[Saved data entries]
PR #967, opened 2017-03-31
change execution.dir.retention to execution.dir.retention.second

YuanGunGun:
use second to simple config

### DIFF
--- a/azkaban-exec-server/src/main/java/azkaban/execapp/FlowRunnerManager.java
+++ b/azkaban-exec-server/src/main/java/azkaban/execapp/FlowRunnerManager.java
@@ -127,7 +127,7 @@ public class FlowRunnerManager implements EventListener,
   private Props globalProps;
 
   private long lastCleanerThreadCheckTime = -1;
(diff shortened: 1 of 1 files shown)


azkaban-exec-server/src/main/java/azkaban/execapp/FlowRunnerManager.java
```diff
@@ -147,7 +147,7 @@ public FlowRunnerManager(Props props, ExecutorLoader executorLoader,
     azkabanProps = props;
 
     // JobWrappingFactory.init(props, getClass().getClassLoader());
-    executionDirRetention = props.getLong("execution.dir.retention", executionDirRetention);
+    executionDirRetention = props.getLong("execution.dir.retention.second", executionDirRetention);
```
HappyRay: This is a backward incompatible change since the property name is part of the contract.

I understand the unit makes it less convenient to config this value. Is it a big problem for you?

You are welcome to improve the code by switching to use Duration class for the internal implementation.

PR #969, opened 2017-04-07
add metrics for jobs waiting when OOM

chengren311:
monitor the number of waiting jobs when OOM


azkaban-common/src/main/java/azkaban/metrics/CommonMetrics.java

- [Aim of the task]: Looking at the entries above, report how many of their lines include "server", and add nothing else.

- [Result of the exercise]: 3